• WORK INSTRUCTIONS
Every line of the material should be output exactly as written.
──────
PR #54, opened 2024-11-15
fix broken examples, it was calling function get_waveforms which was  renamed to get_wavepacket in dataset.py file

pgiri4:
Here is a quick fix in existing examples .


marcomuzio:
Looks good! Thanks for fixing these. Merge away!

PR #55, opened 2024-11-16
Fixed impulsivity significance calculation.

marcomuzio:
Fixed impulsivity significance calculation. Both that and the linear chi2 are now correctly based on the null hypothesis of a fixed linear function `cdf=t_frac`  rather than the fit linear function `cdf = m*t_frac + b`. Made some other small improvements to the impulsivity module.


clark2668:
I'm not qualified to evaluate this, but if you've tested this and are happy with it, merge.

marcomuzio:
Thanks!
──────
• REPLY TO THE TASK
PR #54, opened 2024-11-15
fix broken examples, it was calling function get_waveforms which was  renamed to get_wavepacket in dataset.py file

pgiri4:
Here is a quick fix in existing examples .


marcomuzio:
Looks good! Thanks for fixing these. Merge away!

PR #55, opened 2024-11-16
Fixed impulsivity significance calculation.

marcomuzio:
Fixed impulsivity significance calculation. Both that and the linear chi2 are now correctly based on the null hypothesis of a fixed linear function `cdf=t_frac`  rather than the fit linear function `cdf = m*t_frac + b`. Made some other small improvements to the impulsivity module.


clark2668:
I'm not qualified to evaluate this, but if you've tested this and are happy with it, merge.

marcomuzio:
Thanks!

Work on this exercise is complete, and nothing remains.